Exercise can sometimes be daunting, with all the terminology, crazy trends and freakish-looking equipment. Bilateral exercise is simple because you use both sides of your body at the same time with machines, barbells or dumbbells. Unilateral exercises are a bit more complicated, using one side of your body at a time. If you're a woman looking to start a new fitness program, bilateral exercise is the optimal way to increase strength, build baseline stability and enhance your natural feminine curves. The stronger you get, the better your muscles look, which ultimately results in a better-looking you.
If you're new to exercise, you will benefit the most from bilateral exercise because it builds proper form and muscular stability. Once you are stable using your whole body, you can progress to unilateral exercises, which tend to involve more core activation by incorporating dumbbells, cables and single-leg progressions. If your goal is strength and muscle building, then bilateral exercise is the way to go, suggests T-Nation. You can lift heavier weights using your whole body than you can using only one side.
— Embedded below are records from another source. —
PR #2445, opened 2022-11-30
fix(aws-common): add missing contentType getter implementation

HuiSF:
*Issue #, if available:*

*Description of changes:*

Fix:
* When use `AWSFile.fromPath` constructor, storage upload function may not extract `contentType` correctly.
* Add optional parameter `contentType` to `AWSFile.fromPath` constructor as well to allow providing the value when `contentType` cannot be inferred.


packages/aws_common/lib/src/io/aws_file_platform_html.dart
```diff
@@ -81,10 +82,18 @@ class AWSFilePlatform extends AWSFile {
...
 
   @override
-  String? get contentType => _contentType ?? super.contentType;
+  String? get contentType {
+    final file = _inputFile ?? _inputBlob;
+    if (file != null) {
+      return file.type;
+    }
+
+    return _contentType ?? super.contentType;
```
dnys1, line 95: `package:mime` works on web - why not use that here?

packages/aws_common/lib/src/io/aws_file_platform_io.dart
```diff
@@ -104,4 +106,14 @@ class AWSFilePlatform extends AWSFile {
...
   }
+
+  @override
+  String? get contentType {
+    final file = _inputFile;
+    if (file != null) {
+      return mime.lookupMimeType(file.path);
+    }
+
+    return super.contentType;
```
dnys1, line 117: If `super.contentType` is not `null`, then it's been manually set by the user, right? If that's true, we should not be deducing the content type, we should just be returning this.

dnys1: Same Q for web, too

packages/aws_common/lib/src/io/aws_file_platform_io.dart
```diff
@@ -104,4 +106,14 @@ class AWSFilePlatform extends AWSFile {
     // the constructors ensures it won't reach to this point, but just in case
     throw const InvalidFileException();
   }
+
+  @override
+  String? get contentType {
```
dnys1, line 111: Can we make this `late final` so it's cached the first time if called multiple times?

dnys1: Same Q for web

packages/aws_common/lib/src/io/aws_file_platform_io.dart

Bilateral exercises don't account for unilateral weakness, when one side of the body is weaker than the other. According to the National Council on Strength and Fitness, performing only bilateral exercise can continue to strengthen one side of your body while hindering the other. For example, if you perform a machine chest press and are right arm dominant, your right side may take over the movement subconsciously. In this case it's beneficial to also incorporate unilateral exercise into a weight-training program. Both unilateral and bilateral exercises have pros and cons that are completely dependent on your fitness goals, so one is not necessarily better than the other.
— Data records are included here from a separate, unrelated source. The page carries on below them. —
PR #2453, opened 2022-12-01
fix(http): Synchronous cancellations on JS

dnys1:
Fixes issues with multiple synchronous calls to `cancel` on JS

### DIFF
--- a/packages/aws_common/test/http/cancellation_test.dart
+++ b/packages/aws_common/test/http/cancellation_test.dart
@@ -12,6 +12,8 @@
 // See the License for the specific language governing permissions and
 // limitations under the License.
 
+import 'dart:async';
+
 import 'package:aws_common/aws_common.dart';
 import 'package:test/test.dart';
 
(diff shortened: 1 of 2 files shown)


packages/aws_common/test/http/cancellation_test.dart
```diff
@@ -77,6 +79,14 @@ void main() {
           expect(response.body, emits(equals([1, 2, 3, 4, 5])));
         },
       );
+
+      test('can call cancel multiple times synchronously', () async {
+        final client_ = client();
+        final request = AWSHttpRequest.get(createUri('/body'));
+        final operation = client_.send(request);
+        unawaited(operation.operation.cancel());
+        await client_.close();
```
ragingsquirrel3, line 88: nit/question: Should this have an `expect` like `await expectLater(client_.close(), completes);` ?

ragingsquirrel3 (approved):
approved w minor question

packages/aws_common/test/http/cancellation_test.dart
dnys1: Yeah, I can add it for clarity. Good thinking.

Lower-body bilateral exercises include movements in which both feet are on the ground and actively involved with the workout. Squats, barbell back squats, barbell front squats and deadlifts are prime examples. Lunges or lunge walks are bilateral since both legs are actively involved, even though it appears to be a one-legged movement. These exercises are the best for shaping your butt and hamstrings, a problem area for most women. The heavier you lift, the better your booty looks, so pick up some weights and get to it.
Traditional weight stack machine exercises such as chest presses, shoulder presses, seated rows, biceps curls and triceps extensions are bilateral because the weight distributes evenly across the handles, which move uniformly with each other. One arm could theoretically work harder, but both handles still move together. Bilateral barbell exercises include biceps curls, shoulder presses, bench press, upright rows and lying triceps extensions. Contrary to popular belief, lifting heavy will not make you bulky, but rather toned and shapely. Jump on the machines and free weights at least twice a week to build feminine muscle and tone your entire upper body.
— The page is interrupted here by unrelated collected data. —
PR #2454, opened 2022-12-01
fix(storage): use correct fallback contentType for upload

HuiSF:
*Issue #, if available:*

*Description of changes:*


packages/storage/amplify_storage_s3_dart/lib/src/storage_s3_service/service/task/s3_upload_task.dart
```diff
@@ -302,7 +306,7 @@ class S3UploadTask {
       builder
         ..bucket = _bucket
         ..body = body
-        ..contentType = body.contentType
+        ..contentType = body.contentType ?? fallbackContentType
```
dnys1, line 309: But if I pass `AWSFile.fromPath('myfile.txt')` wouldn't this get a content type of `application/octet-stream`?

packages/storage/amplify_storage_s3_dart/test/storage_s3_service/task/s3_upload_task_test.dart
```diff
@@ -139,6 +140,58 @@ void main() {
...
+            options: testUploadDataOptions,
+            logger: logger,
+            transferDatabase: transferDatabase,
+          );
+
+          unawaited(uploadDataTask.start());
+
+          final result = await uploadDataTask.result;
+
+          expect(result.key, testKey);
```
ragingsquirrel3, line 178: nit/question: Is it necessary to repeat the assertions from previous test when this test is checking something totally different (for which it has a new assertion which is great)?

packages/aws_common/test/io/aws_file_io_test.dart
```diff
@@ -31,32 +31,45 @@ void main() {
...
     const testFileContent = 'I ❤️ Amplify, œ 小新';
+    const testContentType = 'text/plain';
     final testBytes = utf8.encode(testFileContent);
 
     final testFile = io.File(testFilePath);
 
     group('getChunkedStreamReader() API', () {
       test('should return ChunkedStreamReader over io File', () async {
-        final awsFile = AWSFilePlatform.fromFile(testFile);
+        final awsFile = AWSFilePlatform.fromFile(
```
ragingsquirrel3, line 41: question: Nice assertion here, but would it make sense to add similar tests for other common file formats like images? same question applies to _html version.

packages/storage/amplify_storage_s3_dart/lib/src/storage_s3_service/service/task/s3_upload_task.dart
ragingsquirrel3: I had similar question, from description of "when content type is not determinable" I was expecting to see some automatic determination of type which I don't see, though very possible I'm missing something, or not sure if automatic determination was the intention of flutter plugin caller?

ragingsquirrel3 (commented):
Left a few small comments, but mostly I wasn't sure if we were expecting this to automatically determine content type? I might be missing intention here.

packages/storage/amplify_storage_s3_dart/lib/src/storage_s3_service/service/task/s3_upload_task.dart
HuiSF: > But if I pass AWSFile.fromPath('myfile.txt') wouldn't this get a content type of application/octet-stream?

Yes that's correct.

>from description of "when content type is not determinable" I was expecting to see some automatic determination of type which I don't see, hough very possible I'm missing something, or not sure if automatic determination was the intention of flutter plugin caller?

My description is confusing sorry. Amplify libraries don't provide functionality to auto detect the mime type of a file to be uploaded. If library consumer doesn't specify `contentType` calling upload APIs, the `contentType` will be `application/octet-stream` as arbitrary binary data. Note that this won't change the file content, when proper extension name is provided, the file consumer can still interpret the file content correctly, including use in a file system, or rendering on Web (svg, jpg, png etc.).

Auto mime type detection is tricky to implement as there is not a "standard" to guide the implementation, I'm happy to sync up offline regarding this topic.

packages/storage/amplify_storage_s3_dart/test/storage_s3_service/task/s3_upload_task_test.dart
HuiSF: Ahh yea this assertion is not needed here, could be removed. 
This test focuses on the fallback `contentType` value.

dnys1 (approved):
Can you add an integ test where the contentType is not specified but correctly inferred?

dnys1 (approved):

PR #2459, opened 2022-12-02
chore(analytics): remove static instances in analytics

fjnoyp:
*Issue #, if available:*

*Description of changes:*

Remove usage of static instances for client helpers within Analytics.  

Static instances causes integration tests to fail as state is carried over between tests. 


dnys1:
Merged into #2447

- National Council on Strength and Fitness: Using Asymmetrical Exercise to Correct Bilateral Training Problems
- T-Nation: Unilateral Movements Make You Weak
- Essentials of Strength Training and Conditioning; National Strength and Conditioning Association; Baechel, Thomas R. and Earle, Roger W; 2008
- Jupiterimages/Comstock/Getty Images
- What Is the Difference Between a Lunge & a Split Squat?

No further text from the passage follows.